In den Medien ist das Thema Pflegenotstand (leider meist nur im Bezug auf die Altenpflege) momentan sehr präsent, allerdings finden wir die Reaktion der Politik sehr enttäuschend und fühlen uns nicht ernst genommen.
Unsere Perspektivlosigkeit wird dadurch noch verstärkt, dass wir keine politischen Veränderungen wahrnehmen. Das ist sehr schade, weil die meisten von uns grundsätzlich Freude an diesem Beruf haben. Wir werden unter diesen Bedingungen jedoch nicht in der Pflege bleiben!

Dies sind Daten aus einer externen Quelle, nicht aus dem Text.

PR #262, opened 2019-09-24
Bump minimum python version to 3.6

achow101:
Needed for #203

This is not expected to impact existing projects using HWI. AFAIK there are only two projects that use HWI, [Wasabi Wallet](https://github.com/zkSNACKs/WalletWasabi) and [Junction](https://github.com/justinmoon/junction). Wasabi use the binary distribution so it is not effected. Junction also requires 3.6+.

### DIFF
--- a/poetry.lock
+++ b/poetry.lock
@@ -191,8 +191,8 @@ version = "3.7.4"
 typing = ">=3.7.4"
 
 [metadata]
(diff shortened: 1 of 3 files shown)


achow101:
Note that `^` is used here instead of `>=` so that the python version remains within python 3. This is so that poetry's dependency resolver will allow us to include a library needed for Bitbox 2 support which has a similar python version requirement and would not be added if `>=` were used.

Wir fordern Sie auf Ihre Position zu nutzen, um die Pflege und die Auszubildenden in ihren Forderungen zu vertreten. Gerne würden wir mit Ihnen in einem persönlichen Gespräch in einen Austausch darüber kommen und über die Ausbildungssituation zielführend diskutieren.

In Erwartung Ihrer Rückmeldung, mit freundlichen Grüßen"



Quelle: http://www.klein-schmeink.de/data/user/PDF-Dokumente/2018/Appell_der_Gesundheits__und_Krankpfleger_in_Ausbildung.pdf

Virtuelle Grüße!
Thomas Beßen
Wer heute krank ist, muss kerngesund sein.